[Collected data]
>>>

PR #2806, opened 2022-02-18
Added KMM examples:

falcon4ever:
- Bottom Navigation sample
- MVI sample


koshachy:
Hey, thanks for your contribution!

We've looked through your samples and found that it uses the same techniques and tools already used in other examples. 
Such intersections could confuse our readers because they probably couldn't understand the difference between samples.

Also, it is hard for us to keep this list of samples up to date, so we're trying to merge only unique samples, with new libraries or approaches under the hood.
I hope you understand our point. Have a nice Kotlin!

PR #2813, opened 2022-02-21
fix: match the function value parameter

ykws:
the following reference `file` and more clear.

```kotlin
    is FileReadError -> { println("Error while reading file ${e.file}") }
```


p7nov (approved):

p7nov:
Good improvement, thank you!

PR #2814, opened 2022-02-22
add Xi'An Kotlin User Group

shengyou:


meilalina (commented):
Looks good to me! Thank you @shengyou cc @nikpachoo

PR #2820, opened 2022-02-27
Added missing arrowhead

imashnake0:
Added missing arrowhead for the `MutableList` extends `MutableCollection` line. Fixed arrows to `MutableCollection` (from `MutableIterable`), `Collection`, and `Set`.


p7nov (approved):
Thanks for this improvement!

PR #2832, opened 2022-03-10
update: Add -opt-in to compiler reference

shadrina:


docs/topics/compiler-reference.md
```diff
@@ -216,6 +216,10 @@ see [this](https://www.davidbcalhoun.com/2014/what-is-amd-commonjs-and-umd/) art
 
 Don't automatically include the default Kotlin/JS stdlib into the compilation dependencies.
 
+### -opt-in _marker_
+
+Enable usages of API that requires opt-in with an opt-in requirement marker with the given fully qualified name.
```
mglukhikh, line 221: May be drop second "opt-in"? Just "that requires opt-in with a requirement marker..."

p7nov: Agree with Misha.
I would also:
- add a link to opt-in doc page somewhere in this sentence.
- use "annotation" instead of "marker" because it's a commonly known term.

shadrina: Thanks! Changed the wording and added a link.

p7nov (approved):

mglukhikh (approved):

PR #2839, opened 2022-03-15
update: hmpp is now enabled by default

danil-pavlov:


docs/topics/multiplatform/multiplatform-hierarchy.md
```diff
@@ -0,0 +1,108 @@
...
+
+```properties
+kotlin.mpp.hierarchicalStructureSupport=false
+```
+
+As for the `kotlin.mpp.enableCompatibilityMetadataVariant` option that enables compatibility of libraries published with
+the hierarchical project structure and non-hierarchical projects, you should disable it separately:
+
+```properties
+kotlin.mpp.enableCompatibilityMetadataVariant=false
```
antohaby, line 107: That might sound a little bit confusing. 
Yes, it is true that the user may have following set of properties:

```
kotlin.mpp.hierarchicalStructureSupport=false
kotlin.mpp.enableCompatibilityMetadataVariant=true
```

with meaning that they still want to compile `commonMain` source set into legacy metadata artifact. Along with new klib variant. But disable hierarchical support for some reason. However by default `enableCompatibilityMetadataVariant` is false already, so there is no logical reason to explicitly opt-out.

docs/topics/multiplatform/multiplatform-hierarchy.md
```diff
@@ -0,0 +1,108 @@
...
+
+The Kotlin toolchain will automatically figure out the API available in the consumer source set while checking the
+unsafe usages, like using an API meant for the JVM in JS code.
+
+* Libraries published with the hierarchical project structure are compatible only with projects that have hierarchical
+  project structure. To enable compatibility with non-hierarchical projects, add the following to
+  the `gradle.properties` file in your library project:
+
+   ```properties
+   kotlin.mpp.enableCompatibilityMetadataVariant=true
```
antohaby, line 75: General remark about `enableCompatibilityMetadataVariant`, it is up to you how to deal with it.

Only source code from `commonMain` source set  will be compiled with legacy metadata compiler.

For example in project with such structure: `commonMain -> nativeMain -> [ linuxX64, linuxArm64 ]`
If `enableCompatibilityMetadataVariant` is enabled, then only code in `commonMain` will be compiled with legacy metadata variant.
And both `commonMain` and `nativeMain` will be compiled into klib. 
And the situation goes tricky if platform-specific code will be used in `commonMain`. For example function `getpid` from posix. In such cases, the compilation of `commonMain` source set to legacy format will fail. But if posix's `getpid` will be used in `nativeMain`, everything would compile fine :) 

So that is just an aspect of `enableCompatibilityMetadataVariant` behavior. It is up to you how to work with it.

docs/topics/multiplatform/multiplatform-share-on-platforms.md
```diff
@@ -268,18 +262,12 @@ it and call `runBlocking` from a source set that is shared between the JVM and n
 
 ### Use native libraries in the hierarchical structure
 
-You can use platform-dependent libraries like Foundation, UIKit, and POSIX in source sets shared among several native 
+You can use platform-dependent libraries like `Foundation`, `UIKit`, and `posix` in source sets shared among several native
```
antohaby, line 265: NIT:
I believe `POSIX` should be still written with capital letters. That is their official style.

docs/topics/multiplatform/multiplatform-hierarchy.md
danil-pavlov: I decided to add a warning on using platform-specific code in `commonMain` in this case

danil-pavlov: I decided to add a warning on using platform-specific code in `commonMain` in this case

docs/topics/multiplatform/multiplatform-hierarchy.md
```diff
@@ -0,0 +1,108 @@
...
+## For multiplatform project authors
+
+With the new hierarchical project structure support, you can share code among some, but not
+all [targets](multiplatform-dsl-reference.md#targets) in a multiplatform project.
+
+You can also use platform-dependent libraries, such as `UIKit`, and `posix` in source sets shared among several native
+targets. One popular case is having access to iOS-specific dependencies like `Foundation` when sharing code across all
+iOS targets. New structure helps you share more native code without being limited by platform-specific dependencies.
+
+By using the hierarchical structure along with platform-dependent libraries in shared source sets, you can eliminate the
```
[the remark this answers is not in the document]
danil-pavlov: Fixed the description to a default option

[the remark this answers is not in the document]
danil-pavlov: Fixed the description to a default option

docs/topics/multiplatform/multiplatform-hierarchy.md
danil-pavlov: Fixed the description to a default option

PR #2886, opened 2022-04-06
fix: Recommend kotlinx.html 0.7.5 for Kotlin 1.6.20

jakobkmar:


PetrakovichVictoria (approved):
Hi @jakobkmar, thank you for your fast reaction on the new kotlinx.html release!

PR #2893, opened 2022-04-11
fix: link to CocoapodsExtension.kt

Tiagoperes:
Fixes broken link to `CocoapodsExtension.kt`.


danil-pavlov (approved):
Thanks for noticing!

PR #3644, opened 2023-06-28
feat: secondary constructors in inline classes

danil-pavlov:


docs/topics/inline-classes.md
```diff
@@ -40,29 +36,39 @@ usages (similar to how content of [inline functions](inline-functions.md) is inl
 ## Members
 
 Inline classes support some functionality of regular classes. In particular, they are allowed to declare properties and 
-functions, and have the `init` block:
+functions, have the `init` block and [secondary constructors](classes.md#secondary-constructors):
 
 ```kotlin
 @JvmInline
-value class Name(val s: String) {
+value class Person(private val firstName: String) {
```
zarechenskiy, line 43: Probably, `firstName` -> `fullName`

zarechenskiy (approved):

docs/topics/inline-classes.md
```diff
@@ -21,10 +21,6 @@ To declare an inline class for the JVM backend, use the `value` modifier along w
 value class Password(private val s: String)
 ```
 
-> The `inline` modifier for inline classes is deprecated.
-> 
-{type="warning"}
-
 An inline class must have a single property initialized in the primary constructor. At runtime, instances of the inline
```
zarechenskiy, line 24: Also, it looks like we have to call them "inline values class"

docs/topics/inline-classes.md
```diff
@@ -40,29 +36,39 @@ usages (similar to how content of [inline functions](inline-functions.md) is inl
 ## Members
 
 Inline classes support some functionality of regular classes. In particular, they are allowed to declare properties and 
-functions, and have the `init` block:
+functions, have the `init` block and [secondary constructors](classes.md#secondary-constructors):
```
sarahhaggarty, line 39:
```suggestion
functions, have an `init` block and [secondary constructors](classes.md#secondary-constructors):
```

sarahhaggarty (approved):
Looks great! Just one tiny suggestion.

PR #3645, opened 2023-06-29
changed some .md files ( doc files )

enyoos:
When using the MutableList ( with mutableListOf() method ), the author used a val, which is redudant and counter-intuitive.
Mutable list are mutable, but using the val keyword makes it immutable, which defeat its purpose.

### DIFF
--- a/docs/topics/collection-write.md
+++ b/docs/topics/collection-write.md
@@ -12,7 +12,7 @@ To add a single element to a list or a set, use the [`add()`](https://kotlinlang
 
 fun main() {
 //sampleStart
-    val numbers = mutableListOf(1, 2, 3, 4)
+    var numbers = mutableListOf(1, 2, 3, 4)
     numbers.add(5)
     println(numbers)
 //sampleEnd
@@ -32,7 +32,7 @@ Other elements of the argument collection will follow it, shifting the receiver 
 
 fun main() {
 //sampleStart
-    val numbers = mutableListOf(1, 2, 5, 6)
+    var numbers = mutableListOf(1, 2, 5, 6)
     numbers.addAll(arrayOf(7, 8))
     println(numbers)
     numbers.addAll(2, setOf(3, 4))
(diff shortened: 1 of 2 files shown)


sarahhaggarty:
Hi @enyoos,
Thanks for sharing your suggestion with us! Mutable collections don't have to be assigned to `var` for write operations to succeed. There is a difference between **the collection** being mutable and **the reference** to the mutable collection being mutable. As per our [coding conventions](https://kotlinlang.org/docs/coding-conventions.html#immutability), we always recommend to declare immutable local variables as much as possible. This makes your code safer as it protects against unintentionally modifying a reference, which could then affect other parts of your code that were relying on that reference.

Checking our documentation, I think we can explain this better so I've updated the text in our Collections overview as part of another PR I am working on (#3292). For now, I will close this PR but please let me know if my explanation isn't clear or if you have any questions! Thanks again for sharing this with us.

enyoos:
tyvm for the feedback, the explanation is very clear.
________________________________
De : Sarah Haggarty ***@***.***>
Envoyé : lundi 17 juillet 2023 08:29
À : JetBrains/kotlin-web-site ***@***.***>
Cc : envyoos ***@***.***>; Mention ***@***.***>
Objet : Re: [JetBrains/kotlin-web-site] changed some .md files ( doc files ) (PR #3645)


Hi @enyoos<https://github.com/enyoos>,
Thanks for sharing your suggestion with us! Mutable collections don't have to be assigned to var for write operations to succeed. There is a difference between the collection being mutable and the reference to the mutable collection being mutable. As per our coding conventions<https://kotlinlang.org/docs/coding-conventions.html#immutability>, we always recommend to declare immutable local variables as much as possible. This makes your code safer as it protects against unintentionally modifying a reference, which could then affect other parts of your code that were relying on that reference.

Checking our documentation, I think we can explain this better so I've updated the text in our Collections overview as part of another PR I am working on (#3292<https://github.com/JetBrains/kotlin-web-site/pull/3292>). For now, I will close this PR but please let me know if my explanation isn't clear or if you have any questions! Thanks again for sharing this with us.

<<<

= EXERCISE BRIEF =
Transcribe only the lines from the beginning of the entries to the line with "update: hmpp is now enabled by default", inclusive, exactly as written.

= EXERCISE ANSWER =
PR #2806, opened 2022-02-18
Added KMM examples:

falcon4ever:
- Bottom Navigation sample
- MVI sample


koshachy:
Hey, thanks for your contribution!

We've looked through your samples and found that it uses the same techniques and tools already used in other examples. 
Such intersections could confuse our readers because they probably couldn't understand the difference between samples.

Also, it is hard for us to keep this list of samples up to date, so we're trying to merge only unique samples, with new libraries or approaches under the hood.
I hope you understand our point. Have a nice Kotlin!

PR #2813, opened 2022-02-21
fix: match the function value parameter

ykws:
the following reference `file` and more clear.

```kotlin
    is FileReadError -> { println("Error while reading file ${e.file}") }
```


p7nov (approved):

p7nov:
Good improvement, thank you!

PR #2814, opened 2022-02-22
add Xi'An Kotlin User Group

shengyou:


meilalina (commented):
Looks good to me! Thank you @shengyou cc @nikpachoo

PR #2820, opened 2022-02-27
Added missing arrowhead

imashnake0:
Added missing arrowhead for the `MutableList` extends `MutableCollection` line. Fixed arrows to `MutableCollection` (from `MutableIterable`), `Collection`, and `Set`.


p7nov (approved):
Thanks for this improvement!

PR #2832, opened 2022-03-10
update: Add -opt-in to compiler reference

shadrina:


docs/topics/compiler-reference.md
```diff
@@ -216,6 +216,10 @@ see [this](https://www.davidbcalhoun.com/2014/what-is-amd-commonjs-and-umd/) art
 
 Don't automatically include the default Kotlin/JS stdlib into the compilation dependencies.
 
+### -opt-in _marker_
+
+Enable usages of API that requires opt-in with an opt-in requirement marker with the given fully qualified name.
```
mglukhikh, line 221: May be drop second "opt-in"? Just "that requires opt-in with a requirement marker..."

p7nov: Agree with Misha.
I would also:
- add a link to opt-in doc page somewhere in this sentence.
- use "annotation" instead of "marker" because it's a commonly known term.

shadrina: Thanks! Changed the wording and added a link.

p7nov (approved):

mglukhikh (approved):

PR #2839, opened 2022-03-15
update: hmpp is now enabled by default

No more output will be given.